## Directions for this task
Using the listing below, set down exactly the lines starting at the line that contains "I am not a fan" and ending at the line that contains "Not sure why", both included, and no others.

= = = =

PR #6768, opened 2018-01-23
Add workaround for system Python usage by lsb_release

mingwandroid:
See: https://github.com/ContinuumIO/anaconda-issues/issues/8244


kalefranz:
targeting 4.4.x via #6769

PR #11719, opened 2022-08-10
indirection to toolz through new conda.tlz module

dholth:
### Description

Redirect toolz through a module, with only the used toolz (found with regex + sets on conda/**/*.py), for a more pleasant single `try / except`. Provide a single place to redefine the most obvious toolz in terms of itertools, reducing our toolz dependency.

### DIFF
--- a/conda/activate.py
+++ b/conda/activate.py
@@ -11,7 +11,7 @@ import re
 import sys
 from textwrap import dedent
 
-from conda.tlz import concatv, drop
+from conda.tlz import concatv
 
 # Since we have to have configuration context here, anything imported by
 #   conda.base.context is fair game, but nothing more.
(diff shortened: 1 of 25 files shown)


jezdez (commented):
I'm not feeling strongly about this, since we hope to get rid of it soon, but I wouldn't mind. @kenodegard what's your thoughts on this?

kenodegard:
I am not a fan of adding a short-term submodule, especially since we are attempting to remove all of this in the first place. So I don't think we want this since the try-excepts added in https://github.com/conda/conda/pull/11709 are intended to be removed in a release or two. Also, `conda._vendor.toolz` effectively implements the indirection proposed here:

https://github.com/conda/conda/blob/8b846957c4338188706959756e7dad1619727c59/conda/_vendor/toolz/__init__.py#L8-L17

so if we'd want this, we should just revert all `tlz` imports back to `conda._vendor.toolz`.

dholth:
The other point would be to make it more difficult to unintentionally use more toolz. Did you say we already have a bug for removing toolz altogether

PR #11737, opened 2022-08-19
Reverse conditional in devenv startup script to work on ZSH

kenodegard:
### Description

Not sure why this was causing an issue on ZSH since it's supposed to support the same variable expansions as in bash, but alas, here we are.

### Checklist - did you ...


jezdez (approved):
Not sure where this is coming from, I have no reason to doubt this works :)

kenodegard:
I don't remember opening this PR and can seem to replicate the issue anymore, so I'm in favor of closing this

PR #11749, opened 2022-08-22
Modify `ArgumentParser` to print to `stderr` instead of `stdout`

### LINKED ISSUE #11748: `conda shell.posix activate/deactivate` should write out to `fd` 3, not `stdout`
### Description

~Since `conda activate` and `conda deactivate` are special commands that actually invoke hidden subcommands (i.e. `conda shell.posix activate|deactivate`) and evaluate what is printed to `stdout` we need a different way to communicate with the user for things like `conda activate --help`.~

After the initial PR #11749 we realized that we didn't like the consequences of moving everything over to `stderr`.

Instead, we reimagined the problem and realized it should instead be possible to use different file descriptors (`fd`) to pipe out the content that the `conda activate/deactivate` command is expected to evaluate.

```[tasklist]
- [x] https://github.com/conda/conda/pull/11862
- [ ] https://github.com/conda/conda/pull/11865
- [ ] https://github.com/conda/conda/pull/11812
- [ ] Change: Need to update `dev/**/*` scripts to use the new `--fd` and `--tmp` arguments when calling `conda init --dev`
- [ ] Change: Expose `--fd` and `--tmp` to `conda shell.* hook`
- [ ] Add: Implement `argparse` for `conda.cli.main.main_sourced`
```

kenodegard:
### Description

Working towards supporting `argparse` for `activate`/`deactivate` commands. Since those commands are based on evaluating the output printed to `stdout` we need to ensure instead that all `argparse` outputs are dumped to `stderr`.

Resolves #11748 

### Checklist - did you ...

### DIFF
--- a/conda/cli/conda_argparse.py
+++ b/conda/cli/conda_argparse.py
@@ -161,8 +161,15 @@ class ArgumentParser(ArgumentParserBase):
 
         super(ArgumentParser, self).error(message)
 
-    def print_help(self):
-        super(ArgumentParser, self).print_help()
+    def print_usage(self, file=None):
+        if file is None:
+            file = sys.stderr
+        super().print_usage(file)
+
+    def print_help(self, file=None):
+        if file is None:
+            file = sys.stderr
+        super().print_help(file)
 
         if sys.argv[1:] in ([], [''], ['help'], ['-h'], ['--help']):
             from .find_commands import find_commands
@@ -170,8 +177,8 @@ class ArgumentParser(ArgumentParserBase):
             if other_commands:
                 builder = ['']
                 builder.append("conda commands available from other packages:")
-                builder.extend('  %s' % cmd for cmd in sorted(other_commands))
-                print('\n'.join(builder))
+                builder.extend("  %s" % cmd for cmd in sorted(other_commands))
+                self._print_message("\n".join(builder), file)
 
 
 def _exec(executable_args, env_vars):


conda/cli/conda_argparse.py
```diff
@@ -161,17 +161,24 @@ def error(self, message):
...
         if sys.argv[1:] in ([], [''], ['help'], ['-h'], ['--help']):
             from .find_commands import find_commands
             other_commands = find_commands()
             if other_commands:
                 builder = ['']
                 builder.append("conda commands available from other packages:")
-                builder.extend('  %s' % cmd for cmd in sorted(other_commands))
-                print('\n'.join(builder))
+                builder.extend("  %s" % cmd for cmd in sorted(other_commands))
+                self._print_message("\n".join(builder), file)
```
dholth, line 181: It looks like these lines should be executed by the test, but pytest-cov doesn't find it because it's in a subprocess

travishathaway (changes requested):
@kenodegard, I have a couple concerns about switching help messages to `stderr`. It basically breaks a common pattern of being able to page through help pages with the following command:

```bash
conda --help | less
```

☝️ I use that a lot for many commands (not just `conda`). I imagine others may too.

Furthermore, I really don't think it is a good idea to begin with. Help messages are not error messages, and this could have other unintended consequences for our users.

PR #11754, opened 2022-08-23
Fix failing stacking tests

kenodegard:
### Description

Stacking tests randomly started to fail. See https://github.com/conda/conda/runs/7978894522?check_suite_focus=true#step:3:1723

After much debugging found that the test is still using the old (before dropping the prefix injection) shell interface scripts:
Screen Shot 2022-08-23 at 3 15 48 PM

This is a short-term solution as we continue working on redesigning the CI scripts (e.g. https://github.com/conda/conda-build/issues/4558)

### Checklist - did you ...

### DIFF
--- a/dev/linux/integration.sh
+++ b/dev/linux/integration.sh
@@ -5,8 +5,8 @@ set -o errtrace -o pipefail -o errexit
 TEST_SPLITS="${TEST_SPLITS:-1}"
 TEST_GROUP="${TEST_GROUP:-1}"
 
-eval "$(sudo /opt/conda/bin/python -m conda init --dev bash)"
 sudo su root -c "/opt/conda/bin/conda install -yq conda-build"
+eval "$(sudo /opt/conda/bin/python -m conda init --dev bash)"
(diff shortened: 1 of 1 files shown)


dev/linux/integration.sh
```diff
@@ -5,8 +5,8 @@ set -o errtrace -o pipefail -o errexit
 TEST_SPLITS="${TEST_SPLITS:-1}"
 TEST_GROUP="${TEST_GROUP:-1}"
 
-eval "$(sudo /opt/conda/bin/python -m conda init --dev bash)"
 sudo su root -c "/opt/conda/bin/conda install -yq conda-build"
```
dholth, line 8: is this better than `sudo /opt/conda/bin/conda install -yq conda-build`

kenodegard: No idea, sought to keep the fix as small as possible as a larger overhaul is needed soon anyhow.

kenodegard: I honestly think most of these quirks can be removed without any ill effects

beeankha (approved):

PR #11766, opened 2022-08-27
remove toolz.drop()

dholth:
### Description

Replace toolz.drop() with stdlib equivalent.

### DIFF
--- a/conda/activate.py
+++ b/conda/activate.py
@@ -202,8 +202,7 @@ class _Activator(object):
         if arguments is None or len(arguments) < 1:
             raise_invalid_command_error()
 
-        command = arguments[0]
-        arguments = tuple(arguments[1:])
+        command, *arguments = arguments
         help_flags = ('-h', '--help', '/?')
         non_help_args = tuple(arg for arg in arguments if arg not in help_flags)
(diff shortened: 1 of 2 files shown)


conda/activate.py
```diff
@@ -203,7 +203,7 @@ def raise_invalid_command_error(actual_command=None):
             raise_invalid_command_error()
 
         command = arguments[0]
-        arguments = tuple(drop(1, arguments))
+        arguments = tuple(arguments[1:])
```
kenodegard, line 206:
```python
command, *arguments = arguments
```

kenodegard (changes requested):
Minor suggestion but otherwise good to go

conda/activate.py
dholth: The old code seemed really excited about keeping everything as a tuple()

kenodegard: yeah, I noticed, I guess leaving it as a tuple provides some level of guarantee 🤷🏼‍♂️

but in this case `arguments` is only a local var and isn't passed to another function, so I see very little potential for dangerous mutations

kenodegard (approved):

PR #11767, opened 2022-08-29
tests: remove dead code

dholth:
### Description

`def fixurl()` is a broken function that is not called. Appears to be left over from Python 2.


kenodegard (approved):

dholth:
Thanks @kenodegard

PR #11785, opened 2022-08-31
Bring `get_plugin_manager` inline to `conda.base.context`

kenodegard:
### Description

Since the `get_plugin_manager` isn't called directly, let's just fold the entire implementation into the `context` object.

### Checklist - did you ...

### DIFF
--- a/conda/base/context.py
+++ b/conda/base/context.py
@@ -155,14 +155,6 @@ def ssl_verify_validation(value):
     return True
 
 
-@functools.lru_cache(maxsize=None)  # FUTURE: Python 3.9+, replace w/ functools.cache
-def get_plugin_manager():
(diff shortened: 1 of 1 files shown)


jezdez (commented):
I don't remember why we implemented this as a module level function, but this would simplify the implementation. Can you think about uses of the plugin manager outside of the context-aware scenarios?

kenodegard:
@jezdez no idea, perhaps @beeankha knows?

an alternative question, since we now have the `conda.plugins` submodule can we just move this there?

kenodegard:
@jezdez ah looks like it's origin is from the [getting started docs](https://pluggy.readthedocs.io/en/latest/#the-host):
Screen Shot 2022-09-12 at 4 56 22 PM

Issue #11600, opened 2022-07-01
Create a "fetch" plugin prototype


FFY00:
### Checklist

- [X] I added a descriptive title
- [X] I searched open requests and couldn't find a duplicate

### What is the idea?

There are several use cases that are desirable to be customizable that could be tackled by implementing a "repo interaction" plugin. Some examples are, authentication, replacing/modifying the transport layer, or even interfacing with custom repo implementations.

The idea behind this is that conda would provide a plugin that allows to completely replace the code where it interacts with the remote repository.

This has some challenges, as the current codebase is not in the best shape to implement this. And there are several parts of the code that interact with the repo and need hooking into.

Additionally, ideally, it would be good to also provide the original implementation as a plugin, so that people can re-use parts of it if they just need minor modifications.

FFY00:
Even though the plugin scope will be quite broad, we should gather all the requirements in this issue, so that we can make sure all of them are addressed.

cc @jezdez

jezdez:
Part of the use cases are covered in https://github.com/conda-incubator/ceps/pull/14

FFY00:
Okay, there are several code paths which this plugin can impact, depending on the design.

- `conda.connection.adapters`
	- Essentially exposes the `requests` package
- `conda.connection.session.CondaSession`
	- Abstracts `requests.Session`, which handles remote interaction (HTTP(S), FTP, etc.)
- `conda.subdir_data.fetch_repodata_remote_request`
	- Fetches the repo data from the remote repo
		- Receives a URL and the target repodata file and performs an HTTP request
- `conda.core.subdir_data.SubdirData._load`
	- Loads the
- `conda.trust.signature_verification._SignatureVerification._fetch_channel_signing_data`
	- Fetches signing data from the repo

Currently, the repo interaction is implemented by a couple functions which receive the URL and repodata name. They then use `CondaSession` to access the remote, and also implement cache. Changing this is tricky as the code is closely coupled. The channel loading by `SubdirData.query_all`, but I am not sure if there are hidden places that go around that code path.

After carefully reviewing our options, I think the best design for now is replacing the url that gets passed around with a callable that fetches the data for a given repodata name. However, this is not optimal, and in my opinion it'd be good to uncouple the repodata from these steps, passing just a callable that already has a repodata in mind, however that is not possible right now.

[...]

PR #11788, opened 2022-09-01
[WIP] Repo plugin prototype

FFY00:
Per https://github.com/conda/conda/issues/11600#issuecomment-1238462096

> The goal is to provide a design for the plugin data structures and extract the current implementation to what will become the default implementation plugin.

This PR just implements the data structures and prepares the codebase for the plugin system to be able to hook into it.

TODO:

- [X] Implement repodata fetching
- [ ] Implement package fetching

After this, we can open a proper PR against the plugins branch.

### DIFF
--- a/conda/core/repo.py
+++ b/conda/core/repo.py
@@ -1,0 +1,261 @@
+import abc
+import bz2
+import json
+import logging
+import os
+import warnings
+
+from typing import List, Dict, Optional, TypedDict
+
+from conda.auxlib.ish import dals
+from conda.auxlib.logz import stringify
+
+from conda.base.context import context
+from conda.base.constants import CONDA_HOMEPAGE_URL, REPODATA_FN
+from conda.common.compat import ensure_text_type
+from conda.common.url import join_url, maybe_unquote
+from conda.exceptions import (
+    CondaDependencyError,
+    CondaHTTPError,
+    CondaSSLError,
+    UnavailableInvalidChannel,
+    ProxyError,
+)
+from conda.gateways.connection import (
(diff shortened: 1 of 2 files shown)


beeankha:
@FFY00 could you please point this PR to the `feature/plugins` feature branch?

beeankha:
(connecting issue https://github.com/conda/conda/issues/11600)

FFY00:
I have purposely not based this on the plugins branch, as that's fast moving, and I didn't want to have to deal with keeping up with it for the prototype. I'll definitely point at the plugins branch when actually proposing an implementation. Does this sound reasonable to you? Or do you want me to change the approach? :sweat_smile:

beeankha:
> I have purposely not based this on the plugins branch, as that's fast moving, and I didn't want to have to deal with keeping up with it for the prototype. I'll definitely point at the plugins branch when actually proposing an implementation. Does this sound reasonable to you? Or do you want me to change the approach? 😅

One reason we might want to point to the feature branch sooner rather than later is so that we can see if everything integrates together well, but I understand not wanting to keep up with a feature branch while things are still in the early stages! 👍

FFY00:
The repodata implementation seems to be working properly now, we just need to port the tests and add some backport imports to get the tests to pass.

dholth:
I'm working on a less dramatic extension of this change at https://github.com/conda/conda/pull/12003 which introduces `gateways.repodata` and should pass tests.

I think it will be necessary to get this working as a not-plugin and then refactor it, again, into a plugin once we have several use cases working nicely.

= = = =

## Answer space
I am not a fan of adding a short-term submodule, especially since we are attempting to remove all of this in the first place. So I don't think we want this since the try-excepts added in https://github.com/conda/conda/pull/11709 are intended to be removed in a release or two. Also, `conda._vendor.toolz` effectively implements the indirection proposed here:

https://github.com/conda/conda/blob/8b846957c4338188706959756e7dad1619727c59/conda/_vendor/toolz/__init__.py#L8-L17

so if we'd want this, we should just revert all `tlz` imports back to `conda._vendor.toolz`.

dholth:
The other point would be to make it more difficult to unintentionally use more toolz. Did you say we already have a bug for removing toolz altogether

PR #11737, opened 2022-08-19
Reverse conditional in devenv startup script to work on ZSH

kenodegard:
### Description

Not sure why this was causing an issue on ZSH since it's supposed to support the same variable expansions as in bash, but alas, here we are.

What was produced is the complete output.